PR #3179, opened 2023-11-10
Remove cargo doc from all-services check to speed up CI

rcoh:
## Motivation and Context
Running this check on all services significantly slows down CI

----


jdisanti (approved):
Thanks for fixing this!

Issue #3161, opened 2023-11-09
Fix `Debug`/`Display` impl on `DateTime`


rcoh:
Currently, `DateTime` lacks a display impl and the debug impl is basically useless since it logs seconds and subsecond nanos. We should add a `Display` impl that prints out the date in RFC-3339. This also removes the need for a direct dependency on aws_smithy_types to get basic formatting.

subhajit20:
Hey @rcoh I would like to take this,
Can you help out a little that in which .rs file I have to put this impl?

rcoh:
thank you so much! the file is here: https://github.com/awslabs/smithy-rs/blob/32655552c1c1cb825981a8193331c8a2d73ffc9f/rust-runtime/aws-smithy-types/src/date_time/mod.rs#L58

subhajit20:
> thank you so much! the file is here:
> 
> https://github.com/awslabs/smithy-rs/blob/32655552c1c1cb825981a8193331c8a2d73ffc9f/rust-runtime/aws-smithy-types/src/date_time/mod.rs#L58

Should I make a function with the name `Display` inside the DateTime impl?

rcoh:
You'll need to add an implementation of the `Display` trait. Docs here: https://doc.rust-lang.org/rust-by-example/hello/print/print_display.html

==

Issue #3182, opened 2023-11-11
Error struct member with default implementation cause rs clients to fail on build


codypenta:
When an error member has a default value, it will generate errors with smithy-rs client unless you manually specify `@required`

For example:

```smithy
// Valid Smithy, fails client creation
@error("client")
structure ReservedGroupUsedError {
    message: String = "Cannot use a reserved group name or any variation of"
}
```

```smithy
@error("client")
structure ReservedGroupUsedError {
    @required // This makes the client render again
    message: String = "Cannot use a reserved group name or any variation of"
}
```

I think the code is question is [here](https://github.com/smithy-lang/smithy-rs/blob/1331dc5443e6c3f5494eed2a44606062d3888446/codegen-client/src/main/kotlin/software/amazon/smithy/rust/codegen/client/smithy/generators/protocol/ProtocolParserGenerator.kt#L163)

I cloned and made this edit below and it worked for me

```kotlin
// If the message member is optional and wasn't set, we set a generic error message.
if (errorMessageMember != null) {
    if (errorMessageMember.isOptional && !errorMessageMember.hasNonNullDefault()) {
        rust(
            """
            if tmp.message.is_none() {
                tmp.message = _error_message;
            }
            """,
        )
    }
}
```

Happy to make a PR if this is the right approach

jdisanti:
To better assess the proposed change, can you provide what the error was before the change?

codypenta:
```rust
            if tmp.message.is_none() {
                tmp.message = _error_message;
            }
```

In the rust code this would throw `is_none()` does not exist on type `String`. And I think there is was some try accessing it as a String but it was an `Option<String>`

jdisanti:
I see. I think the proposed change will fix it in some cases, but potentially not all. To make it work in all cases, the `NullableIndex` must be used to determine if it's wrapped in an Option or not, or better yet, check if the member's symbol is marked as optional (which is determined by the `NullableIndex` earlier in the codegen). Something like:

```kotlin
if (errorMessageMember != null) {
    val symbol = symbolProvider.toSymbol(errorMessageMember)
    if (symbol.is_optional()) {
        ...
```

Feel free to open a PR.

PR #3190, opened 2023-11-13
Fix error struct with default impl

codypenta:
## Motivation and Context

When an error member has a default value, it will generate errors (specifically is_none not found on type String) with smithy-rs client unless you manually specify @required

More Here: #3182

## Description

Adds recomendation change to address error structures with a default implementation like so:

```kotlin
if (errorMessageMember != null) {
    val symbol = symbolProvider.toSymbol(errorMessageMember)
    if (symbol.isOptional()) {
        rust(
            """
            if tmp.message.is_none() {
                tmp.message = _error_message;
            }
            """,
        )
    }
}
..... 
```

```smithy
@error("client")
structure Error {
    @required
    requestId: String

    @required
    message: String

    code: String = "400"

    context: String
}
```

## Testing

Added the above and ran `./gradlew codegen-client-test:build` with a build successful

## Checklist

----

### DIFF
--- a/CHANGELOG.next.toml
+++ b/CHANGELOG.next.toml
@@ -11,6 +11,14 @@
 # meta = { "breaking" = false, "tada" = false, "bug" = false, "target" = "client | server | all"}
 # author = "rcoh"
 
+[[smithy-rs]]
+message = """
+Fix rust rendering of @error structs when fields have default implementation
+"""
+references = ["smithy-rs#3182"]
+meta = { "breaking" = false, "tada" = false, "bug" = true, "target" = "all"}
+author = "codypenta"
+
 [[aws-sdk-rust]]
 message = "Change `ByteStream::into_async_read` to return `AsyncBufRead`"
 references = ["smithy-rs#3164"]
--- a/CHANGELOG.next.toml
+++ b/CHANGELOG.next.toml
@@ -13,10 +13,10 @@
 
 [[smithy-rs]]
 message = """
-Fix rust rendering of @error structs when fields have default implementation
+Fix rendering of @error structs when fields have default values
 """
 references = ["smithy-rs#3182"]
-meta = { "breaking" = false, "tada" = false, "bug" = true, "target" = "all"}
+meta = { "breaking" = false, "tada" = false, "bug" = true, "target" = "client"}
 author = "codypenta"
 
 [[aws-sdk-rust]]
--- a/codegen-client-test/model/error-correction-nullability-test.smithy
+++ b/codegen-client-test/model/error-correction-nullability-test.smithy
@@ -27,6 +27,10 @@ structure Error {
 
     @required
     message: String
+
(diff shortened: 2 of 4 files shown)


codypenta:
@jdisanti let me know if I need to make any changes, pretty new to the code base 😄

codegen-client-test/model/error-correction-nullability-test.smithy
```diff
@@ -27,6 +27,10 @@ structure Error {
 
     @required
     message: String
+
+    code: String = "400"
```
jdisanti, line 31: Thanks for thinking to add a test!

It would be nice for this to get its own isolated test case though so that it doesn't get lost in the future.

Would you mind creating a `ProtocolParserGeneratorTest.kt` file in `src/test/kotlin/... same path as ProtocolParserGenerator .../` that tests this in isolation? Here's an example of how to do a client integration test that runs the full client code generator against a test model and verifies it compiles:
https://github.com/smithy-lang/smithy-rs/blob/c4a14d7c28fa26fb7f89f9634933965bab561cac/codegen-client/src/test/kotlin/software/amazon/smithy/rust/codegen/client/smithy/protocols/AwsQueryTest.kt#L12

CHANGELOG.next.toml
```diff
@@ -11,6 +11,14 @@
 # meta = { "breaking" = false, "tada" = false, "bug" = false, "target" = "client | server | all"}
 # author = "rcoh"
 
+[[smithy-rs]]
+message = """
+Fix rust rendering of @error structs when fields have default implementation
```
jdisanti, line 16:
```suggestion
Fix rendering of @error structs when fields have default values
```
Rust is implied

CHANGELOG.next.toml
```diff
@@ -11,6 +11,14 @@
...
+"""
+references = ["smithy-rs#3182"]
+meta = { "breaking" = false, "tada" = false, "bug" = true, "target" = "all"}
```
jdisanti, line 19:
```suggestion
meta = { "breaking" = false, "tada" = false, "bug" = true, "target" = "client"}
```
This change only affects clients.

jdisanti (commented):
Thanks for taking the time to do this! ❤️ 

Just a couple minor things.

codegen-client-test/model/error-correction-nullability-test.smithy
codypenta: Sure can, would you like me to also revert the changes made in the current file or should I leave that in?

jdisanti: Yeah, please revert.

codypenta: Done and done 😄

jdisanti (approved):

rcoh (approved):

---

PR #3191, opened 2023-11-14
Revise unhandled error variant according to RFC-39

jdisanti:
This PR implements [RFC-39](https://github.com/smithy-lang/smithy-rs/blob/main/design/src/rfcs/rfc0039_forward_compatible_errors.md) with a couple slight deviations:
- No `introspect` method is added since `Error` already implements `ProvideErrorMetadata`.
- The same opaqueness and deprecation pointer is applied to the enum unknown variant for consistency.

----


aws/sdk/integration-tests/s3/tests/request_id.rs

_Work task_
To answer, state the number of lines in the records holding the string "Display", and leave out everything else.

_Answer to this problem_
4